_SOURCE DATA:_
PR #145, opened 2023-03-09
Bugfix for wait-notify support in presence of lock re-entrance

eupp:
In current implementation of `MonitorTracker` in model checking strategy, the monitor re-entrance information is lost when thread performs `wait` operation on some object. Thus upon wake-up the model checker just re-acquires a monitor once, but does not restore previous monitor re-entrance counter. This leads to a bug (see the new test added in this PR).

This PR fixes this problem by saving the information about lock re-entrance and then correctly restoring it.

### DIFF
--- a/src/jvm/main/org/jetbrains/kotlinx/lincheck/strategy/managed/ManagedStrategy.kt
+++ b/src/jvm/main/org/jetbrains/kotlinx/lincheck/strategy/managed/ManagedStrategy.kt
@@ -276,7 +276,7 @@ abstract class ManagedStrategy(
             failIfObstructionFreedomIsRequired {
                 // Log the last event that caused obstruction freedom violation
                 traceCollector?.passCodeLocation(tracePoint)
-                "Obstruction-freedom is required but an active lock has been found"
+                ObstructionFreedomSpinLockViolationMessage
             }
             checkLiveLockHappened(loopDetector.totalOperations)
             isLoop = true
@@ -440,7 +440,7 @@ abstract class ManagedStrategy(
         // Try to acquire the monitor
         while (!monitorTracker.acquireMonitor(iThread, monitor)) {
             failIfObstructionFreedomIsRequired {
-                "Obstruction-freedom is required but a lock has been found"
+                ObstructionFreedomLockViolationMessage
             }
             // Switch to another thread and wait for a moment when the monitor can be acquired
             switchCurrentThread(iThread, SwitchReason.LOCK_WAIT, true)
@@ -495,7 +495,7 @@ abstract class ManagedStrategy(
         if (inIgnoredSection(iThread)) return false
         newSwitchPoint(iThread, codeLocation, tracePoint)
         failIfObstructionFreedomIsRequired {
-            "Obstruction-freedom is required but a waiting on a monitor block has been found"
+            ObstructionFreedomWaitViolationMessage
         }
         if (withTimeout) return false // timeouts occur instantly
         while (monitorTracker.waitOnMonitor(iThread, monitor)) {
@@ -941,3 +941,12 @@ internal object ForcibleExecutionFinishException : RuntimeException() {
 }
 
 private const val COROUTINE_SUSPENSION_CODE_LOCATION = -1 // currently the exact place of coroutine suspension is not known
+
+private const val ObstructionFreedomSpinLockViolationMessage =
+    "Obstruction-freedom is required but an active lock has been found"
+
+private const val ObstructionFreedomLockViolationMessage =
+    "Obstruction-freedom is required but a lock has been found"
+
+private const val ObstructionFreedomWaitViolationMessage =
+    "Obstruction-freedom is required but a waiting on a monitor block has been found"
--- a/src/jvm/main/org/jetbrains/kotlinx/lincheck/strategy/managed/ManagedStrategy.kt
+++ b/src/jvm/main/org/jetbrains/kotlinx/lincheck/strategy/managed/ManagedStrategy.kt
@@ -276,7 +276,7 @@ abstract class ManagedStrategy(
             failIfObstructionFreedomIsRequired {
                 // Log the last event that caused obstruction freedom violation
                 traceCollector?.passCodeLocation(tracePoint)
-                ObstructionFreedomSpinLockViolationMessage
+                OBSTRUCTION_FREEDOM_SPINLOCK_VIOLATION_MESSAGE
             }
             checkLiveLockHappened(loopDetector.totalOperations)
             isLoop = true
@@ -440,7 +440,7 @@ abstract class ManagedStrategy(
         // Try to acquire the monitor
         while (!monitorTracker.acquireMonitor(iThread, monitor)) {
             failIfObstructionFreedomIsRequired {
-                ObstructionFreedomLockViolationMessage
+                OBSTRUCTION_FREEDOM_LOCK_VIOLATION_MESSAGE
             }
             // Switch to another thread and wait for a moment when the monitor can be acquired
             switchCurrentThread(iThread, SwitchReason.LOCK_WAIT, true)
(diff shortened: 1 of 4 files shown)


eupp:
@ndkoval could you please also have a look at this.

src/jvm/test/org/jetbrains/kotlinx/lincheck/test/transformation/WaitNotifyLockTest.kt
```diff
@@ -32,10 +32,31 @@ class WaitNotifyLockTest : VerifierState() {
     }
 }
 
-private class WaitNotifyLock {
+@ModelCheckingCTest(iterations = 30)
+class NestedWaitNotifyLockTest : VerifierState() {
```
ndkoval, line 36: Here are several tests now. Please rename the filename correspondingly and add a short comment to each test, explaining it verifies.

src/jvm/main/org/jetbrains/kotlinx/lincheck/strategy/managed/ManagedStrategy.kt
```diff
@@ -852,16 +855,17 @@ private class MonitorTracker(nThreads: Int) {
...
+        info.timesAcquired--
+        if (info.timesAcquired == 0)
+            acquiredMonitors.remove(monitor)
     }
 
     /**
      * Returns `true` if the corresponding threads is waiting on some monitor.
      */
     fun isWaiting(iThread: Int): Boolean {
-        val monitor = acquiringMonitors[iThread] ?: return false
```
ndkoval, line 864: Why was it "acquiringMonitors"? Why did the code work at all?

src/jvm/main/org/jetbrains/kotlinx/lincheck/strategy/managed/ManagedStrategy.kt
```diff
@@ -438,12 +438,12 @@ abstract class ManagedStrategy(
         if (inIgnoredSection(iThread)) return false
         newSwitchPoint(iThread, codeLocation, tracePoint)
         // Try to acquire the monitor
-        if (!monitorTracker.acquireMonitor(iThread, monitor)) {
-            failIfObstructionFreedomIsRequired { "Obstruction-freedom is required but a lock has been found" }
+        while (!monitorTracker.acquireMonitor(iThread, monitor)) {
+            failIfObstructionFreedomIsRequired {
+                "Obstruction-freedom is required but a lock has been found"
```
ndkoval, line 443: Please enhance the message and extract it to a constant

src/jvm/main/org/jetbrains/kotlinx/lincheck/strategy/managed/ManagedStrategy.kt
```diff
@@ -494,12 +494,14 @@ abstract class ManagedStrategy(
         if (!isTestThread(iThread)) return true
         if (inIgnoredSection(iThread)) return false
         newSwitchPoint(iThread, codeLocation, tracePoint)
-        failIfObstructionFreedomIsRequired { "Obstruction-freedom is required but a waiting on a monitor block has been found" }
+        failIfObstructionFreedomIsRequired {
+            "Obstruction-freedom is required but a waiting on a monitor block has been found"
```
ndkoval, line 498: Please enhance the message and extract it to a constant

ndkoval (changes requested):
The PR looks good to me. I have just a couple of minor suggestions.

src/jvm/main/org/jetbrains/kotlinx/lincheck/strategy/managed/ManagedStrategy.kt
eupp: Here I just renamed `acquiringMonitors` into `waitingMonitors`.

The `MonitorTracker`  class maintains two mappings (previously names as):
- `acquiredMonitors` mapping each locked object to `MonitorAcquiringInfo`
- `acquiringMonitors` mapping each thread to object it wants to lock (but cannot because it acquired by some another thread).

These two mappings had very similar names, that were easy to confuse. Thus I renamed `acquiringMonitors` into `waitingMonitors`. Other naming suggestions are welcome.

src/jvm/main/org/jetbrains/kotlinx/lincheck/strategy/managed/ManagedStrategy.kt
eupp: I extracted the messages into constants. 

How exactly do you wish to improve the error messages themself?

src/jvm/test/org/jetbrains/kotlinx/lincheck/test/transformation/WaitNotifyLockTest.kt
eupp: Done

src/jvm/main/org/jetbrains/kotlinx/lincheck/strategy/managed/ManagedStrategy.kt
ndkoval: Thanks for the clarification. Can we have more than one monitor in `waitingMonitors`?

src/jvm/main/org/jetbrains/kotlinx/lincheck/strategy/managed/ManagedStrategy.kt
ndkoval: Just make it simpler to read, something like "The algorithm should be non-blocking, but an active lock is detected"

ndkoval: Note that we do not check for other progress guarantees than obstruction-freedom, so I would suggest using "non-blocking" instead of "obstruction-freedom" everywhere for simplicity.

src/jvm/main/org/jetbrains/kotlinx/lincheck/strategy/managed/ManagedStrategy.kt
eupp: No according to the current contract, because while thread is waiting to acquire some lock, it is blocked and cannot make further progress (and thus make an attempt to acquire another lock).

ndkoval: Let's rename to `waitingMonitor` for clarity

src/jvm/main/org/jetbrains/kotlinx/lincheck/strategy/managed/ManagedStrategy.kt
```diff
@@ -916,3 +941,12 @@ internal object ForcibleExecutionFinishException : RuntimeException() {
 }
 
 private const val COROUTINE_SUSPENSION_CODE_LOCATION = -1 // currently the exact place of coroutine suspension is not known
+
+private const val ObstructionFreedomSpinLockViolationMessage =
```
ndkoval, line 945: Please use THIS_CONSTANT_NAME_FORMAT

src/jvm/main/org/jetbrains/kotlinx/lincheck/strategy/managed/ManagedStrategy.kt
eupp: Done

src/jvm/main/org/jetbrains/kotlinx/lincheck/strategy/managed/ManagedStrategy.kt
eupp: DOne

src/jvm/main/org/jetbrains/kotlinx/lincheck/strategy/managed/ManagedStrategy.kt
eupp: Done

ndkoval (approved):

_PROBLEM DETAILS:_
Line count for the string "acquireMonitor": tally the lines of the records above that contain it and give only the result.

_TASK OUTPUT:_
4